---------- PROVIDED INFORMATION ----------

PR #1006, opened 2026-06-19
fix(streamable-http): Correct session lifecycle

### LINKED ISSUE #918: test: Add raw-HTTP streamable-transport protocol-compliance suite
## Context

Our integration tests today all go through the official MCP SDK client. The SDK is a well-behaved client and intentionally hides three things our streamable-HTTP transport contract still needs assertions on. This issue tracks adding a narrow raw-HTTP suite for exactly those things.

Companion issue in `apify-mcp-server-internal`: apify/apify-mcp-server-internal#566 (covers the hosted-only slice — auth 401, Origin, Redis-backed session lookup).

## Why raw HTTP

The SDK hides:

1. **HTTP status codes** (200/202/400/404). The SDK surfaces JSON-RPC errors but not the codes; ops dashboards, load balancers, and the SDK's own session-recovery logic key off them.
2. **HTTP-only headers** (`Mcp-Session-Id`, future `MCP-Protocol-Version` enforcement). The SDK manages these internally; a client can't read them.
3. **Misbehavior the SDK refuses to do** — no session, malformed JSON. These come from broken proxies, fuzzers, browser dev tools, and other-language clients.

Anything inside the SDK's happy path (ping, capability errors, tool-not-found, pagination, structured output) stays SDK-mediated in `tests/integration/suite.ts`.

## Tests to add

**Initialization & session lifecycle**
- [ ] `initialize` returns 200 and an `Mcp-Session-Id` header (visible ASCII per spec)
- [ ] POST without `Mcp-Session-Id` (and not `initialize`) → 400
- [ ] POST with unknown `Mcp-Session-Id` → 404 so SDK recovery starts a new session
- [ ] DELETE on a valid session → 2xx; reusing the same session ID afterwards → 404

**HTTP envelope**
- [ ] Notification posts → HTTP 202 with empty body
- [ ] `notifications/cancelled` for an unknown `requestId` → 202 (silent no-op per spec)
- [ ] Malformed JSON body → 4xx

**Protocol-version negotiation**
- [ ] Subsequent requests with an unsupported `MCP-Protocol-Version` header → 400

## Scope boundary

Tests that depend on hosted-stack behavior (auth 401, `WWW-Authenticate`, foreign-origin 403, Redis-backed cross-node session lookup) live in `apify-mcp-server-internal` — see apify/apify-mcp-server-internal#566.

## Implementation notes

A small (~150 LOC) raw-HTTP helper plus a single new test file alongside `tests/integration/suite.ts`. A drafted client lives at apify/apify-mcp-server-internal#474 (closed) and can be ported as a starting point.

jstar0:
## Summary

- return `400` for non-initialize Streamable HTTP POST requests that omit `Mcp-Session-Id`
- remove Streamable HTTP sessions from the dev server maps when DELETE closes them
- add raw HTTP coverage for session lifecycle, notification envelope, malformed JSON, and protocol-version handling

## Changes

- Split the invalid Streamable HTTP POST branch so missing session IDs and unknown session IDs return the expected status codes.
- Register `onsessionclosed` for Streamable HTTP transports so DELETE removes the session from the dev server's local maps.
- Add a raw HTTP test that starts the Express app directly and verifies session lifecycle, notification, malformed JSON, and protocol-version behavior without going through the SDK client.

## Why

The raw HTTP contract distinguishes a missing session header from an unknown session:

- missing `Mcp-Session-Id` on non-initialize requests should be a bad request
- unknown or terminated sessions should be not found so clients can recover by initializing a new session

The current dev server kept a closed transport in its local session maps after DELETE, so the same session ID could be reused after termination.

## Verification

```bash
pnpm exec vitest run tests/unit/dev_server.streamable_http.test.ts
pnpm run type-check
pnpm run lint
pnpm run test:unit
pnpm run format
pnpm run format:check
pnpm run check:agents
```

Fixes #918


jirispilka:
Pushed a follow-up commit (54f7e41) to land this:

- **Kept** the `dev_server.ts` lifecycle fix — 400 for missing `Mcp-Session-Id`, 404 for unknown session, and `onsessionclosed` cleanup on DELETE.
- **Dropped** the raw-HTTP unit test: the hosted server already implements and tests this same lifecycle, so it's redundant here.
- **Added a `DEV ONLY` marker** to `dev_server.ts` — it's a local standby-emulation, not the production HTTP transport. Production HTTP behavior should be fixed in the hosted (internal) server, not here.

Thanks for the fix! 🙏

jirispilka (approved):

----------

| WHAT THE TASK ASKS |
Your response must repeat the entries above exactly, in full.

| TASK RESPONSE |
PR #1006, opened 2026-06-19
fix(streamable-http): Correct session lifecycle

### LINKED ISSUE #918: test: Add raw-HTTP streamable-transport protocol-compliance suite
## Context

Our integration tests today all go through the official MCP SDK client. The SDK is a well-behaved client and intentionally hides three things our streamable-HTTP transport contract still needs assertions on. This issue tracks adding a narrow raw-HTTP suite for exactly those things.

Companion issue in `apify-mcp-server-internal`: apify/apify-mcp-server-internal#566 (covers the hosted-only slice — auth 401, Origin, Redis-backed session lookup).

## Why raw HTTP

The SDK hides:

1. **HTTP status codes** (200/202/400/404). The SDK surfaces JSON-RPC errors but not the codes; ops dashboards, load balancers, and the SDK's own session-recovery logic key off them.
2. **HTTP-only headers** (`Mcp-Session-Id`, future `MCP-Protocol-Version` enforcement). The SDK manages these internally; a client can't read them.
3. **Misbehavior the SDK refuses to do** — no session, malformed JSON. These come from broken proxies, fuzzers, browser dev tools, and other-language clients.

Anything inside the SDK's happy path (ping, capability errors, tool-not-found, pagination, structured output) stays SDK-mediated in `tests/integration/suite.ts`.

## Tests to add

**Initialization & session lifecycle**
- [ ] `initialize` returns 200 and an `Mcp-Session-Id` header (visible ASCII per spec)
- [ ] POST without `Mcp-Session-Id` (and not `initialize`) → 400
- [ ] POST with unknown `Mcp-Session-Id` → 404 so SDK recovery starts a new session
- [ ] DELETE on a valid session → 2xx; reusing the same session ID afterwards → 404

**HTTP envelope**
- [ ] Notification posts → HTTP 202 with empty body
- [ ] `notifications/cancelled` for an unknown `requestId` → 202 (silent no-op per spec)
- [ ] Malformed JSON body → 4xx

**Protocol-version negotiation**
- [ ] Subsequent requests with an unsupported `MCP-Protocol-Version` header → 400

## Scope boundary

Tests that depend on hosted-stack behavior (auth 401, `WWW-Authenticate`, foreign-origin 403, Redis-backed cross-node session lookup) live in `apify-mcp-server-internal` — see apify/apify-mcp-server-internal#566.

## Implementation notes

A small (~150 LOC) raw-HTTP helper plus a single new test file alongside `tests/integration/suite.ts`. A drafted client lives at apify/apify-mcp-server-internal#474 (closed) and can be ported as a starting point.

jstar0:
## Summary

- return `400` for non-initialize Streamable HTTP POST requests that omit `Mcp-Session-Id`
- remove Streamable HTTP sessions from the dev server maps when DELETE closes them
- add raw HTTP coverage for session lifecycle, notification envelope, malformed JSON, and protocol-version handling

## Changes

- Split the invalid Streamable HTTP POST branch so missing session IDs and unknown session IDs return the expected status codes.
- Register `onsessionclosed` for Streamable HTTP transports so DELETE removes the session from the dev server's local maps.
- Add a raw HTTP test that starts the Express app directly and verifies session lifecycle, notification, malformed JSON, and protocol-version behavior without going through the SDK client.

## Why

The raw HTTP contract distinguishes a missing session header from an unknown session:

- missing `Mcp-Session-Id` on non-initialize requests should be a bad request
- unknown or terminated sessions should be not found so clients can recover by initializing a new session

The current dev server kept a closed transport in its local session maps after DELETE, so the same session ID could be reused after termination.

## Verification

```bash
pnpm exec vitest run tests/unit/dev_server.streamable_http.test.ts
pnpm run type-check
pnpm run lint
pnpm run test:unit
pnpm run format
pnpm run format:check
pnpm run check:agents
```

Fixes #918


jirispilka:
Pushed a follow-up commit (54f7e41) to land this:

- **Kept** the `dev_server.ts` lifecycle fix — 400 for missing `Mcp-Session-Id`, 404 for unknown session, and `onsessionclosed` cleanup on DELETE.
- **Dropped** the raw-HTTP unit test: the hosted server already implements and tests this same lifecycle, so it's redundant here.
- **Added a `DEV ONLY` marker** to `dev_server.ts` — it's a local standby-emulation, not the production HTTP transport. Production HTTP behavior should be fixed in the hosted (internal) server, not here.

Thanks for the fix! 🙏

jirispilka (approved):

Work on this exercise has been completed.